__Your goal__: Take every line containing "gotenberg" from the material and copy it.

__Entries shown__:
PR #4831, opened 2025-01-14
Update openblocks to lowcoder

howardshand:
openblocks is no longer being developed and has been forked into lowcoder which is currently active and maintained.

see https://github.com/lowcoder-org/lowcoder/blob/main/deploy/docker/docker-compose.yaml

## Changes
- update yml to use lowcoderorg/lowcoder-ce image and env variables

## Issues
- fix #


peaklabs-dev:
Do you have an official announcement for this somewhere?

peaklabs-dev:
Thank you for the PR.

PR #4833, opened 2025-01-14
fix: gotenberg template healthcheck

nktnet1:
## Changes
- Use `/health` instead of `/version` for healthcheck

Apologies, I didn't realise the [health-check-route](https://gotenberg.dev/docs/routes#health-check-route) existed when submitting the original PR.


peaklabs-dev:
Thank you for the PR.

PR #4841, opened 2025-01-15
Added template for joomla with MariaDB

basigabri:
## Changes
-  added template for Joomla CMS


peaklabs-dev:
Thank you for the PR.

__Expected answer__:
fix: gotenberg template healthcheck
Apologies, I didn't realise the [health-check-route](https://gotenberg.dev/docs/routes#health-check-route) existed when submitting the original PR.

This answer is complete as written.